Saved data entries
PR #4238, opened 2022-12-06
op-node: Replace interface{} with any

estensen:
**Description**

Replace interface{} with any to make code more readable. Shorter lines is nice too!

**Additional context**

Go itself [did this a while back](https://github.com/golang/go/commit/2580d0e08d5e9f979b943758d3c49877fb2324cb)

### DIFF
--- a/op-node/client/polling.go
+++ b/op-node/client/polling.go
@@ -78,7 +78,7 @@ func (w *PollingClient) Close() {
 	w.c.Close()
 }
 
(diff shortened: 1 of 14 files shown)


tynes:
Generally looks good to me, requiring a newer go version is no problem

estensen:
`go.mod` is already pinning version 1.18, which introduced the alias, so don't think it's necessary to use a newer version of Go

protolambda (approved):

### What this task involves
Select every line in the records above that contains the word "version".

### Result for this task
Generally looks good to me, requiring a newer go version is no problem
`go.mod` is already pinning version 1.18, which introduced the alias, so don't think it's necessary to use a newer version of Go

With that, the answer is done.